Only one stretch of the records below should be repeated. It starts with the line containing "import TypeAlias, Unpack" and goes on through the line containing "In an ideal", exactly as written.

● **INPUT FOR THIS TASK**

-------

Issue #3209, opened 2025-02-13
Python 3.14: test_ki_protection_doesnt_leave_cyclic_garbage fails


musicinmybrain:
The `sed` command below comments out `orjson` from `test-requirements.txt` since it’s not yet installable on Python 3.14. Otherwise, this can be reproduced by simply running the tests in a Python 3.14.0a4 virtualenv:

-------

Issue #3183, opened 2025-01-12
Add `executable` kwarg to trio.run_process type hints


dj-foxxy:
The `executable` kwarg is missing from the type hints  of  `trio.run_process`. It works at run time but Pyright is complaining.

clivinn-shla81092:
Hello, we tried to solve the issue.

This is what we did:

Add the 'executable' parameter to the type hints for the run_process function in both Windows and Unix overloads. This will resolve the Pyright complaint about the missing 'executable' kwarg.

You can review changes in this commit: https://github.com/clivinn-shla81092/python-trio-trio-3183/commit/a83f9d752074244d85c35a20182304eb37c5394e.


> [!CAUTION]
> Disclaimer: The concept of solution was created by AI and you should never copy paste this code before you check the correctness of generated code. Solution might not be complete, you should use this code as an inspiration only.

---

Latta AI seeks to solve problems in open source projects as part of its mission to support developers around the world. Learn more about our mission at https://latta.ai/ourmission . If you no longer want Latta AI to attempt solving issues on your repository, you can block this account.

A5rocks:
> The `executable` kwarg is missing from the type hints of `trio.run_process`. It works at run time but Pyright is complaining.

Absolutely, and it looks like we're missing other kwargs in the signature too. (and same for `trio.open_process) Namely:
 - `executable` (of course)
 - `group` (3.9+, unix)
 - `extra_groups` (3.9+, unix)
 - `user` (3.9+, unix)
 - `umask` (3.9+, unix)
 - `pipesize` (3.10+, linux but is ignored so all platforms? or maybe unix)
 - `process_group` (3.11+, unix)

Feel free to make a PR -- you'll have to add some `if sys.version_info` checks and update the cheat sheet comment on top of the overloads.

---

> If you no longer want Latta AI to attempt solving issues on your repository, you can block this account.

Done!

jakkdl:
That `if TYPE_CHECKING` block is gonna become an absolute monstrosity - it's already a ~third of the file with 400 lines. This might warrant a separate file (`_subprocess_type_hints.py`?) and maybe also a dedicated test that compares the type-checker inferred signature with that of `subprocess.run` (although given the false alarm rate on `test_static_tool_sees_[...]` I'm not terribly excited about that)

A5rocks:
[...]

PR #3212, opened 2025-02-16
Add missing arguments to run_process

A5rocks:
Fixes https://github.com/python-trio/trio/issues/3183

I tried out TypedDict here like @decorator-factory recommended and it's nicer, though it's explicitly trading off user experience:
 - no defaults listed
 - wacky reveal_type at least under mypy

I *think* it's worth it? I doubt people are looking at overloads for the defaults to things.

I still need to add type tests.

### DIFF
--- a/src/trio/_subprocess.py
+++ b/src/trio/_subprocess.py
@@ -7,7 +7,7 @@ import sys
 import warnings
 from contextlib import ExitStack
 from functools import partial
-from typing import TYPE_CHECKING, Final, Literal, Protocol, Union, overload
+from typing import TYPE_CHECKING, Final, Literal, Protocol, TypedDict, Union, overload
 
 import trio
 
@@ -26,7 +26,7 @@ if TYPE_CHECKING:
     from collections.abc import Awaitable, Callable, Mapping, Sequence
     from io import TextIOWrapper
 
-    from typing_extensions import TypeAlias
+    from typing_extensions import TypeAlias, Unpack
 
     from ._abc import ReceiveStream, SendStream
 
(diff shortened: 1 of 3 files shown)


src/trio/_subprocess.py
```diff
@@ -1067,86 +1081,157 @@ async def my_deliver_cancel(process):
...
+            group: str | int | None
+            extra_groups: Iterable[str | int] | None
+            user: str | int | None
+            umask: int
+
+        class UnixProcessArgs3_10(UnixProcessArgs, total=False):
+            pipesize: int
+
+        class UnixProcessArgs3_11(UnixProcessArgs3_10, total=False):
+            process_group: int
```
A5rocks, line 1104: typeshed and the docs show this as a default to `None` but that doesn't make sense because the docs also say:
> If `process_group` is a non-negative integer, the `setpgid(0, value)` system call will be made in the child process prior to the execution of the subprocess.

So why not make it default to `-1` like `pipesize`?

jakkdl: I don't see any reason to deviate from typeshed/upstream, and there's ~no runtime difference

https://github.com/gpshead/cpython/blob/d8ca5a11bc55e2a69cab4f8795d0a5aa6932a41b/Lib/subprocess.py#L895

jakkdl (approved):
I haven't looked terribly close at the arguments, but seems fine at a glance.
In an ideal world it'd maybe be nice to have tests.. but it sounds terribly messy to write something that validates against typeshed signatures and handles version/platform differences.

-------

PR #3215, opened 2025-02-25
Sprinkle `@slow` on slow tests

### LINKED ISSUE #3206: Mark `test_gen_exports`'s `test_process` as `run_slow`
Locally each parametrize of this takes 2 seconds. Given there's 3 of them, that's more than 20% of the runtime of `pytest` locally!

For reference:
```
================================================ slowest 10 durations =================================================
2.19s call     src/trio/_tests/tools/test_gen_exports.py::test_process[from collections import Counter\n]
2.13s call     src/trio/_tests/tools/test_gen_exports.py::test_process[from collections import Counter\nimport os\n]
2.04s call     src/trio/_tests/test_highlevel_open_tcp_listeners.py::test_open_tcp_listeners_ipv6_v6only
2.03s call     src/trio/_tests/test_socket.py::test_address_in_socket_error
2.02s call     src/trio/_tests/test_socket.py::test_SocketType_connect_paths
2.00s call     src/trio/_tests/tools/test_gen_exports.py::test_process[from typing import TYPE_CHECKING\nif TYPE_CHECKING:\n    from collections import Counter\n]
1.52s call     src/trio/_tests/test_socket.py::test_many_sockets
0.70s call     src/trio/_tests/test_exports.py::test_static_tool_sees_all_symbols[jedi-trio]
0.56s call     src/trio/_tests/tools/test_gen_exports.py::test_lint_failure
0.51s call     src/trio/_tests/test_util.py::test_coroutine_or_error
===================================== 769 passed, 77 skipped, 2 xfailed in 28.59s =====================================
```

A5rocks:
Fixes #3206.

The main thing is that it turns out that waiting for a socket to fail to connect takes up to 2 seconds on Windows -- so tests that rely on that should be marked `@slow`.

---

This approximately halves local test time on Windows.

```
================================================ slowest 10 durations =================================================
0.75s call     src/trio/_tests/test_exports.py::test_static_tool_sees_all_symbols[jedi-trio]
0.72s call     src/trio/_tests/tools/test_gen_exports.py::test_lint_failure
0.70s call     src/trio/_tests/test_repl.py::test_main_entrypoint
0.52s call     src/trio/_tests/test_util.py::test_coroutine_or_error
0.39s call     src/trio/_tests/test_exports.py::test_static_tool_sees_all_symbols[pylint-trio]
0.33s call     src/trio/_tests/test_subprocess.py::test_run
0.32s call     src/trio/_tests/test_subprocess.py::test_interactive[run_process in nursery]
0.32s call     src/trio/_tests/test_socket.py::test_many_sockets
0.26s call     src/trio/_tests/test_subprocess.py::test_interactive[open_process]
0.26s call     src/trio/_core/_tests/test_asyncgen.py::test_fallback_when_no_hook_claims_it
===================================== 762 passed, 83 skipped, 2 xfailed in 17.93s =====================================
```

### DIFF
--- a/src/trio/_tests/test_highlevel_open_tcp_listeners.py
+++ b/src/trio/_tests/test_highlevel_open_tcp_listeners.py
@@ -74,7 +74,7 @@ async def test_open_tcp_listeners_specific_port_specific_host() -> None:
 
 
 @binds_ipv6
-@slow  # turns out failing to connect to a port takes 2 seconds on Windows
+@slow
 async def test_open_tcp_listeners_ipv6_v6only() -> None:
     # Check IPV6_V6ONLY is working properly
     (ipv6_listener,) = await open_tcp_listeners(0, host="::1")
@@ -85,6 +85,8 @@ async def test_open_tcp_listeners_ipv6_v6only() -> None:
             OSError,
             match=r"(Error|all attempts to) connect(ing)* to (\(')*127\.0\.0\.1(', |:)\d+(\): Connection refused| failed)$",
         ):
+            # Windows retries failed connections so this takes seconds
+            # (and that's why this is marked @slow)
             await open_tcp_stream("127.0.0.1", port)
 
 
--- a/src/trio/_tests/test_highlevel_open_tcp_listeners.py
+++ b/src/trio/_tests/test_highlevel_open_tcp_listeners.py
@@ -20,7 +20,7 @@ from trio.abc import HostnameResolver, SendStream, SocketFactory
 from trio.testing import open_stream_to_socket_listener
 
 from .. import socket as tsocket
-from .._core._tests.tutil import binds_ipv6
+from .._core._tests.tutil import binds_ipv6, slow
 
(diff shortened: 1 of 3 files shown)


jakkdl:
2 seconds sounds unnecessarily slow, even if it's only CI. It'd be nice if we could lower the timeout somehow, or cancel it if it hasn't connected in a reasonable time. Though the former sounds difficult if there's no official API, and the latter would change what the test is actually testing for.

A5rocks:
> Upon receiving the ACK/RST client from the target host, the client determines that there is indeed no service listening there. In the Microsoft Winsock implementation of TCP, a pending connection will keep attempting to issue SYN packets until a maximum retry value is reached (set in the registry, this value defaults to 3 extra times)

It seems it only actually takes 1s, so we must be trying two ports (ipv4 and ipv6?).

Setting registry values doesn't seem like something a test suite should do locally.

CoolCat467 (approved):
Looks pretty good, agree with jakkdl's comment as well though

-------

● **ANSWER SPACE**
+    from typing_extensions import TypeAlias, Unpack
 
     from ._abc import ReceiveStream, SendStream
 
(diff shortened: 1 of 3 files shown)


src/trio/_subprocess.py
```diff
@@ -1067,86 +1081,157 @@ async def my_deliver_cancel(process):
...
+            group: str | int | None
+            extra_groups: Iterable[str | int] | None
+            user: str | int | None
+            umask: int
+
+        class UnixProcessArgs3_10(UnixProcessArgs, total=False):
+            pipesize: int
+
+        class UnixProcessArgs3_11(UnixProcessArgs3_10, total=False):
+            process_group: int
```
A5rocks, line 1104: typeshed and the docs show this as a default to `None` but that doesn't make sense because the docs also say:
> If `process_group` is a non-negative integer, the `setpgid(0, value)` system call will be made in the child process prior to the execution of the subprocess.

So why not make it default to `-1` like `pipesize`?

jakkdl: I don't see any reason to deviate from typeshed/upstream, and there's ~no runtime difference

https://github.com/gpshead/cpython/blob/d8ca5a11bc55e2a69cab4f8795d0a5aa6932a41b/Lib/subprocess.py#L895

jakkdl (approved):
I haven't looked terribly close at the arguments, but seems fine at a glance.
In an ideal world it'd maybe be nice to have tests.. but it sounds terribly messy to write something that validates against typeshed signatures and handles version/platform differences.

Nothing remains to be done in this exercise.